Look for the word "potentially" in the material below, then report each line where it occurs.

******

PR #2963, opened 2023-11-09
LF-3796, LF-3765 fix finances crashes

antsgar:
**Description**

- Fixed crash in Finances dashboard that happened when switching farms. This was due to the sales and expenses for the new farm being fetched, but not the related entities such as revenue types, expense types and crop varieties.
- Since crop varieties are now used in the dashboard to display revenue transactions, added fetching them to the `useEffect` in the finances screen as well.
- Added several undefined checks for revenue and expense types and crop varieties to prevent crashing if above solutions fail, as well as default empty arrays for entities in the useTransactions hook.
- Added resetting date and types filters when loading finances dashboard. This will reset the filtering when switching farms, but will also add intended behavior of resetting when navigating away from the section on the same farm.

Jira link:

**Type of change**

- [x] Bug fix (non-breaking change which fixes an issue)
- [ ] New feature (non-breaking change which adds functionality)
- [ ] Breaking change (fix or feature that would cause existing functionality to not work as expected)
- [ ] This change requires a documentation update

**How Has This Been Tested?**

Please describe the tests that you ran to verify your changes. Provide instructions so we can reproduce. Please also list any relevant details for your test configuration

- [ ] Passes test case
- [ ] UI components visually reviewed on desktop view
- [ ] UI components visually reviewed on mobile view
- [] Other (please explain)

**Checklist:**

- [ ] I have commented my code, particularly in hard-to-understand areas
- [ ] My changes generate no new warnings
- [ ] I have added tests that prove my fix is effective or that my feature works
- [ ] New and existing unit tests pass locally with my changes
- [x] The precommit and linting ran successfully
- [ ] I have added or updated language tags for text that's part of the UI
- [ ] I have added "MISSING" for all new language tags to languages I don't speak
- [ ] I have added [the GNU General Public License](https://lite-farm.atlassian.net/l/cp/BT0Dd7WW) to all new files

PR #3708, opened 2025-03-06
LF-4746(1) FinancesDateRangeSelector minor refactors and bugfixes

kathyavini:
**Description**

This PR is a preparation PR for the creation of the `<SensorsDateRangeSelector />` filter + hook.

It prepares the existing `Finances/DateRangeSelector` implementation for re-use in a general way by some renaming and conversion to TypeScript. In looking at this, I found a few bugs in Finances and fixed them. _Most of the code changes are just renames! That is the only reason so many files are touched._

Changes in this PR:
- I have reanamed the import of the `Finances/DateRangeSelector` component to `FinancesDateRangeSelector` throughout the app. It was sometimes imported as such and sometimes as `<DateRangeSelector />` which made code search more difficult. We also have a different component `components/DateRangeSelector` so I wanted to avoid the naming conflict.
- the hook `useDateRangeSelector.js` imports and uses the action and selector for the Finances Redux store. To make this dependency clear I have renamed it to `useFinancesDateRange.ts` and moved it into `Finances/`. It was previously co-located with `components/DateRangeSelector` but that component is redux-store agnostic
- both of these files have been converted to TS (hopefully with zero modification of their logic)
- The buggy behaviour of custom date range (how it resets and the date picker loads as open each time you navigate to a different page in finances) was due to the `.onChange()` handler of the base `<DateRangeSelector />` being called upon first load by a call to `setSelectedDateRangeOption`.
  - I'll leave a note in the code in case I did not understand the use of this correctly, but I _believe_ the functionality will be correct if setSelectedDateRangeOption is just not called on the first render.
  - There are a few Jira tickets that refer to this issue and I have linked two below
- Loading the transaction list used to include a reset of the date range back to "Year as Date". I don't know if we have strictly ever classified this as a bug, so I started [a thread in `#ux_ui`](https://litefarm.slack.com/archives/CAH7PMYE4/p1741297440094579) about it. To me it felt quite buggy and I have removed it. At some point a proper implementation of resetting when leaving finances can be added.
- one more bug fix related to the Redux filter data (see Jira links and conversation below)

Jira links:

Bug tickets related to the custom range behaviour (the reset + open picker)
- https://lite-farm.atlassian.net/browse/LF-4515
- https://lite-farm.atlassian.net/browse/LF-4200

Bug tickets related to incomplete reset of Redux state as spotted by @SayakaOno 🙏 
- https://lite-farm.atlassian.net/browse/LF-3958

**Type of change**

**How Has This Been Tested?**

- [ ] Passes test case
- [ ] Other (please explain)

**Checklist:**


packages/webapp/src/components/DateRangeSelector/index.jsx
```diff
@@ -67,11 +67,18 @@ export default function DateRangeSelector({
     }
   }, [isValid, isCustomDatePickerOpen]);
 
+  const isInitialRender = useRef(true);
```
kathyavini, line 70: This hook was added in this PR:
- https://github.com/LiteFarmOrg/LiteFarm/pull/2963

to solve a crash we used to see in finances, but I think we all (mostly myself as reviewer on that PR 😅) missed that it also triggered buggy behaviour on custom date range (clearing and opening the picker on every navigation within finances).

The bug happens because the ReactSelect's `.onChange()` is called after this useEffect runs on the initial render, and that opens the date picker and clears the value. I believe that the initial render should be safely covered by the `defaultValue` prop on the ReactSelect, which is why I think it's okay to skip it, but @antsgar please let me know if you remember more context about how this contributed to the crash and if I just reverted something important! 🙏 🙇

packages/webapp/src/containers/Finances/saga.js
```diff
@@ -516,7 +514,6 @@ export function* fetchAllDataSaga() {
   ]);
   yield put(setSelectedExpenseTypes([]));
   yield put(resetTransactionsFilter());
-  yield put(setDateRange({ option: dateRangeOptions.YEAR_TO_DATE }));
```
kathyavini, line 519: This is the cause of the Finances date range resetting to Year to Date each time transactions list is loaded. I have moved the same call to `clearOldFarmStateSaga()` below since it was the between farm behaviour I believe we were finding problematic.

SayakaOno (commented):
This feels amazing! I was expecting it would need more changes to fix the behaviour, but the fixes seem effective and powerful! ❤️ 

The one thing I couldn't spot just from reviewing the code is that the custom range persists when switching farms. (set a custom range -> switch farms (no need to go to finances, though I did in the recording)-> switch back to the original farm and go to finances) Are you able to reproduce it?

https://github.com/user-attachments/assets/e76a09b4-f26c-494b-ab74-2455c81cd392

kathyavini:
@SayakaOno thank you so much for spotting that!! ❤️ 🙏 It wasn't even just the custom dates, but everything other than the `option` was maintained (i.e. the string and computed dates were out of alignment too 😬)... I was foiled by old-style Redux and didn't realize the objects were being merged instead of replaced by that reducer.

packages/webapp/src/components/DateRangeSelector/types.ts
```diff
@@ -0,0 +1,40 @@
...
+  LAST_MONTH = 'last_month',
+  CUSTOM = 'custom_range',
+}
+
+interface CustomRange {
+  startDate?: string | Moment;
+  endDate?: string | Moment;
+}
+
+export interface DateRangeSelection {
```
kathyavini, line 35: Unrelated to anything else in the PR, do you have any suggestions for this type? 😅 I'm not loving the name I picked here -- but is `DateRange` too unspecific? Is `DateRangeData` better? It's the shape of the date range data that the hooks and components act on.

kathyavini:
With apologies for the scope creep, I found another bug in the finance date range filters that seemed an easy fix so I have added it as well:

[Custom date range filter from finances dashboard isn't correctly carried into export date range filter](https://lite-farm.atlassian.net/browse/LF-4200)

Actually logically speaking to me the original `useEffect()` seemed sound so I'm going to spend a bit more time trying to figure out why the solution works and I'll update my comment here when I do 😆 I thought it was stale component state from the time the `<Report />` component first rendered (and thus the solution) but it actually seems to be a resetting to default value even after the useEffect has run. The solution still works but I would like to spend more time figuring out why.

packages/webapp/src/components/DateRangeSelector/types.ts
SayakaOno: I think I usually go with data or info, but both data and state sound good to me!

SayakaOno (dismissed):

packages/webapp/src/components/DateRangeSelector/types.ts
kathyavini: Thank you, I'll update all to `DateRangeData` in the sensors PR 🙏

packages/webapp/src/components/DateRangeSelector/index.jsx
kathyavini: Update Mar 12: in tech daily we decided to remove this `useEffect()` entirely.

kathyavini:
I'm embarrassed to admit how long it took me to debug why the dates were not setting properly within the `onClickAway()` handler 😅 It turns out two sequential calls to `changeDateMethod` don't work as excepted since the second call will use stale state for the parameter it's not concerned with. Therefore I have made the following changes:

- updated `changeDateMethod` to set the full range at once, which is appropriate to how it's now being triggered
- removed the clearing of the date range upon opening the picker
  - this is not essential for the timing fix, but it seems more in the spirit of the timing we are going for (where changes are only committed to the store once dates are selected and the picker closed)
  - in the context of charts it will mean that opening the custom picker will not trigger an API call
- removed the `useEffect()` as discussed today in tech daily

Thank you in advance for your re-reviews 🙏

SayakaOno (approved):
❤️

antsgar:
Looks good, thank you for all the improvements to the component! ❤️

antsgar (approved):

PR #3709, opened 2025-03-08
LF-4746 (2) Create date range filter for sensor readings

kathyavini:
Note that this is branched off of and diffed to LF-4746(1):
- #3708 

**Description**

### Rationale

The goals of this approach were as follows:
1. To maintain the functionality of the date range selector in Finances completely unchanged
2. To make it as easy as possible to re-use all this the date time logic (i.e. the calls to @SayakaOno's excellent DateRange utility class which handles turning semantic strings into dates) in other parts of the app
3. To maintain the calling component's pattern of hook + date range selector:

```ts
const { startDate, endDate } = useFinancesDateRange({ weekStartDate: SUNDAY }); 
// ^ use the hook's returned values in the component's computations
// ...  
<FinancesDateRangeSelector className={styles.dateRangeSelector} /> 
// ^ render the visual selector component in the same file
```
  
In regards to (3), I did maintain the pattern but it's worth noting that it's implemented slightly differently in Sensors:
- the hook ALSO initiates and holds the date range state component state (we don't need Redux here)
- since the hook has initialized the state, the component needs to receive it as props:

```tsx
const { startDate, endDate, dateRange, updateDateRange } = useSensorsDateRange({
// ^ as before startDate and endDate are the ones to use in the component
  weekStartDate: SUNDAY,
});

// startDate and endDate are returned as ISO strings so useable directly in a query:
const { data: readingsData } = useGetSensorReadingsQuery(
  {
    esids: 'LSZDWX,WV2JHV',
    startTime: startDate,
    endTime: endDate,
    truncPeriod: 'day',
  },
  {
    skip: !startDate || !endDate,
    refetchOnMountOrArgChange: true,
  },
);

// dateRange and updateDateRange need to be passed to the selector component
  <SensorsDateRangeSelector
    dateRange={dateRange}
    updateDateRange={updateDateRange}
  />
```

### Code changes
- Takes the `FinancesDateRangeSelector` and `useFinancesDateRange` (hook) and extracts two new components `SmartDateRangeSelector` and `useSmartDateRange` which have no reference to any particular store
  - naming suggestions very welcome on these
  - note that `FinancesDateRangeSelector`  accepted props for overriding Redux state use by passing a `value` and `onChange` (if they are supplied, the Redux state is untouched; we used this in the Finance Report modal)
    - to make this a little bit clearer, `SmartDateRangeSelector` only takes one source of state and one state setter, and the calling component should specify which source of state should be used
- The Finance component and hook are rewritten as lightweight wrappers around the above
- Finally, a sensor component and hook have also been written as lightweight wrappers around the above

The idea of this pattern is for as many `<Something>DateRangeSelector` and `use<Something>DateRange` hooks to be created as needed for future views in app, where each wrapper just defines and passes the correct state (Redux or local) to the underlying functions, and sets the right default date range for this part of app.

Very interested to get your thoughts on this structure though, because I was a bit hesitant to create yet another layer / wrapper between the component and `components/DateTimeSelector` as the file structure already felt a bit confusing to me when I was originally reading through this part of the code. Thank you in advance for your feedback 🙏 

Jira link: https://lite-farm.atlassian.net/browse/LF-4746

**Type of change**

**How Has This Been Tested?**

- [ ] Passes test case
- [ ] Other (please explain)

You can use the code above and the sensor readings API PR #3698 to test how the date ranges function.

**Checklist:**


SayakaOno (approved):
Looks great!
I think it would be clean enough even if we used `SmartDateRangeSelector` and `useSmartDateRange` directly in parent components!

kathyavini:
> I think it would be clean enough even if we used SmartDateRangeSelector and useSmartDateRange directly in parent components!

@SayakaOno yeah `SensorDateRangeSelector` in particular ended up SO thin I also wondered if it was pointless 😂 I kept it mainly because, as a pattern, "make new hook + selector file" seemed easiest to replicate going forward without having to think much about it in each use case (and assuming that at some point we would need Redux / persistence across multiple views again).

But if you feel like your chart component would work better just using the base components feel free to use them that way!

antsgar:
This is awesome and I really love the approach of extracting the code that was previously used for Finances and making it generic enough to be reused, as well as the idea of splitting the code into a selector component and a hook for each specific use case 🙌 it's all so clean!

The only thing that I'm wondering is, do you see a scenario where we would use the base component, that is, `DateRangeSelector`, directly instead of using the `SmartDateRangeSelector` layer? I'm wondering if we need that base layer or if the two components should actually be combined, and have the "smart" layer be the base layer that can then be reused on different views

kathyavini:
@antsgar I was wondering about that too initially. No, I can't really think of a situation where it would make sense to have the `<DateRangeSelector />` used in isolation, although I suppose you could potentially wrap it in a different kind of `<SmartDateRangeSelector />` if you really needed to use it with differently shaped Redux store data.

But at the same time I think the separation of concerns is correct, since the smart layer does all date computations and is tied to data store shape, while the base layer only handles the selection itself (i.e. it's a huge complicated "input"!). Without the separation I would worry about the component becoming too long to be readable 🤔 

Do you think there is a way to adjust the naming such that it's more clear what to use, but still maintaining the separation of concerns? I agree a component that can't be used in isolation is not the best default import from that folder!

antsgar:
@kathyavini that's totally reasonable! Maybe what is now the `SmartDateRangeSelector` file could be renamed to `index` and be the default import, and we could rename the current `DateRangeSelector` to something like `DateRangeInput`?

packages/webapp/src/stories/DateRangeInput/DateRangeInput.stories.jsx
```diff
@@ -89,7 +89,7 @@ export const WithDefaultOption = {
 
     const backButton = await canvas.findByText('back');
     expect(backButton).toBeInTheDocument();
-    expect(backButton).toHaveStyle('color: #d4dae3');
```
kathyavini, line 92: I don't think this has any relationship to the recent changes, but I noticed the interaction test was failing for me. The original color is `--grey400` but the passing color is `--grey500`. Both indicate disabled but maybe at some point the back button was not a TextButton and had a different disabled style?

(Just speculating, did not actually dig into any git history for this one since the fix was simple).

kathyavini:
Only change (other than a tiny Storybook adjust) is naming as follows:

- SmartDateRangeSelector > DateRangeSelector (main export from the folder)
- useSmartDateRange > useDateRange
- previous DateRangeSelector (the Redux-agnostic pure component wth Storybook) > now DateRangeInput

Thank you again for re-reviewing 🙏

SayakaOno (approved):

antsgar (approved):

PR #3833, opened 2025-07-16
LF-4886 Users should get one IP notification per location, not per day

kathyavini:
**Description**

This PR fixes two bugs with IP notifications:

1. We had been returning only the latest IP _per farm_, when a given farm potentially has 2-3+ new IPs per day, depending on the number of pivot-containing locations defined.
2. (Noticed this when testing notifications, but it's an oversight affecting all IPs) IPs from deleted locations weren't being filtered out. That filtering has been added to the location model method that we have been using to identify + filter the correct farm. This means notifications, the list GET, and the details GET will all no longer return IPs if their listed location has been deleted.

This PR also includes updates to the test cases on IP notifications to reflect the above.

Jira link: https://lite-farm.atlassian.net/browse/LF-4886

**Type of change**

**How Has This Been Tested?**

- [ ] Passes test case
- [ ] Other (please explain)

Triggered the notifications flow by running the scheduler (`docker compose export`) with `MOCK_TIMER=true`.

Bumping this line to something a little higher than 5 will also make 4am Alberta time come faster -- I think I used `9`? But I haven't been precise, I do usually just let it run for a bit.

```js
let utcHour = mockTimer ? 5 : undefined; // mock starts 2 "hours" before day shifts
```

**Checklist:**

### DIFF
--- a/packages/api/tests/utils/testDataSetup.ts
+++ b/packages/api/tests/utils/testDataSetup.ts
@@ -125,3 +125,25 @@ export async function setupManagementPlans({ farm, field }: { farm: Farm; field:
     seedManagementPlan,
   };
 }
+
+/**
+ * Creates a field for an existing farm and returns the location with field data
+ */
+export async function createField(farm: Farm) {
+  const [location] = await mocks.locationFactory({ promisedFarm: Promise.resolve([farm]) });
+
+  await mocks.fieldFactory({
+    promisedLocation: Promise.resolve([location]),
+  });
+
+  const field = await LocationModel
+    /* @ts-expect-error don't know how to fix */
+    .query()
+    .context({ showHidden: true })
+    .whereNotDeleted()
+    .findById(location.location_id).withGraphFetched(`[
+      figure.[area], field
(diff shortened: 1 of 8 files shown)


packages/api/tests/utils/testDataSetup.ts
```diff
@@ -125,3 +125,25 @@ export async function setupManagementPlans({ farm, field }: { farm: Farm; field:
     seedManagementPlan,
   };
 }
+
+/**
+ * Creates a field for an existing farm and returns the location with field data
+ */
+export async function createField(farm: Farm) {
```
SayakaOno, line 120: Is this a copy of the code block in `setupFarmEnvironment`?? I'm wondering if we can replace that with this function!

kathyavini: @SayakaOno that is _exactly_ what that code block is 😳 Of course, what a good idea. Thank you!

SayakaOno (approved):
Thank you 😍💖

PR #3838, opened 2025-07-22
LF-4889 User data deletion and export scripts

kathyavini:
**Description**

So sorry @SayakaOno -- I didn't set out to give you 900 lines of SQL to review when I was thinking about the fastest way to implement deletion 🙇 I also had forgotten about export at that time. I don't think this is an ideal method, and I'll mention some future improvements at the end of this description, but I think for now improving this isn't a very high priority overall.

## Explanation of the four scripts

I would lightly recommend reading the scripts in execution (numbered) order.

```
db/user_data_requests/
├──common/
    ├── 00-scoped_table_lists.sql 
    └── 01-user_data_indices.sql
├── 02-export_user_data.sql 
└── 03-delete_user_data.sql
```

The logic behind the scripts is that for user export, basically we want to to loop through a pattern that looks like this:

```sql
  SELECT json_build_object(
    'userLog', (
      SELECT json_agg(ul)
      FROM "userLog" ul
      WHERE ul.user_id = target_user_id
    ),
    -- ...
```

where we select the correct records from each table using some identifier (here, `user_id` on the `userLog` table) and add them to some big jsonb object that will be our export

For deletion, it's very similar:

```sql
DELETE FROM "userLog" WHERE user_id = target_user_id;
```

Initially, in the first pass I (with AI help) wrote out all our tables and the logic needed to select the right record, and just repeated it all for both [delete](https://github.com/LiteFarmOrg/LiteFarm/blob/0ca8d89aeacbb7f40cc0ec2c8ed97cc71649243e/packages/api/db/sql/deleteUserData.sql) and [export](https://github.com/LiteFarmOrg/LiteFarm/blob/0ca8d89aeacbb7f40cc0ec2c8ed97cc71649243e/packages/api/db/sql/exportUserData.sql).

The problem was that there was no way of keeping the two files in sync or making sure that the exact same data was exported and deleted, and that was the initial impetus for the current solution. Here, the two files in `common/` identify the tables to search and the ids to search under, and these are exported as functions for use in both the export and delete loops.

- **00-scoped_table_lists.sql:** manually groups all the tables in LiteFarm (including legacy tables that had some sort of data on prod) according to the primary identifier (`task_id`, `location_id`, `farm_id`) that can be traced back to a farm or user. The order of tables is catered to deletion, so that the records can be removed top to bottom without triggering FK violations 
- **01-user_data_indices.sql:** this script handles finding the actual record keys that we can delete / export on. It's slightly ugly, which I guess you could say comes from LiteFarm's own messiness when it comes to tying records to farms (especially when it comes to tasks).

Export and delete are kind of a messy mix (sorry) between SQL loops and manual writing-out. In essence I was just trying to programatically perform the loops described above, but I'm not that good at SQL, and in the end both export and delete run through the different table types in `00-scoped_table_lists.sql` manually, rather than in a programmatic way. That makes them kind of long to read through, but I'm not very good at SQL and I think writing any more SQL functions would have made them even harder to reason about.

The upside of the current approach is that the only file that should have to be updated in the future as our schema changes is `00-scoped_table_lists.sql`, particularly if we are mindful (and I think we should be) of making sure any new tables we create can be mapped to `farm_id` without too many joins. You can see that some tables (`soil_amendment_task_products_purpose_relationship` for instance) don't have this characteristic and I think in general we might want to avoid that level of complication in the future?

## Using the four scripts

The scripts should be run on your db in order. I just used the SQL query feature of Postico and copy-pasted each script there (into its own query file):

1. Run the `00-scoped_table_lists.sql` to populate the db with the getter functions which return the table lists
2. Run `01-user_data_indices.sql` to populate the db with `get_user_data()` and its required variables

It's not necessary for the flow, but if you want to inspect the identifiers that get output from `get_user_data()`, you can do that with:

```sql
SELECT to_jsonb(get_user_data) AS user_data
FROM get_user_data('user_id_here');
```

3. Copy `02-export_user_data.sql`, populate the correct `user_id` at the top of the file, and run. To save the output, I have been just right-clicking on the data > Copy special > Copy JSON. You could also just expand the data and select all. Using Copy JSON does create an unnecessary top-level array and key "export", but they can both be deleted.

Note: [jsonb doesn't preserve key order](https://www.postgresql.org/docs/current/datatype-json.html) so the order of tables under farm / user come out completely random. To look at them myself I have been sorting the JSON keys alphabetically with a Node script -- not included in the PR -- but I don't know if that is really necessary for export purposes.

The final overall export structure will be like this:

```js
{
  "user_id": "<user_id_here>",
  "exported_at": "<timestamp>",
  "export_type": "all_user_data",
  "data": {
    "farms": [
      {
        /* farm_scoped tables */
        "location_tasks": [
          // ...
        ],
        "task_document": [
          // ...
        ]
        // ...
      }
      /* additional farms, if present */
    ],

    /* user_scoped tables */
    "supportTicket": [
      // ...
    ],
    // ...
    "userLog": [
      // ...
    ],
    "users": [
      // ...
    ]
  }
}

```

5. Copy `03-delete_user_data.sql`, populate the correct `user_id` at the top of the file, uncomment the safety comment (to prevent accidental running), and run. By default the `COMMIT` of the transaction is commented out so you can inspect the deletion or `ROLLBACK;`. Note that if you disconnect from the db in Postico, it will rollback, _but if you shut down Postico without disconnecting, all transactions are committed_ (I learned this the hard way!)

Deletion should not work on farms with multiple `userFarm` records -- it will error.

## Issues / Future Improvements
As mentioned above, this is wrapped up at this point because it's not a high priority and probably not worth much dev time. If we had more time, I wonder if it would have been better to either:
- Use the `information_schema.table_constraints` to grab the tables and foreign keys and do something more automated in place of the two scripts in `common/` (which would avoid having to update `00-scoped_table_lists.sql` each time we add tables)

******

■ Solution to this exercise:
@antsgar I was wondering about that too initially. No, I can't really think of a situation where it would make sense to have the `<DateRangeSelector />` used in isolation, although I suppose you could potentially wrap it in a different kind of `<SmartDateRangeSelector />` if you really needed to use it with differently shaped Redux store data.
1. We had been returning only the latest IP _per farm_, when a given farm potentially has 2-3+ new IPs per day, depending on the number of pivot-containing locations defined.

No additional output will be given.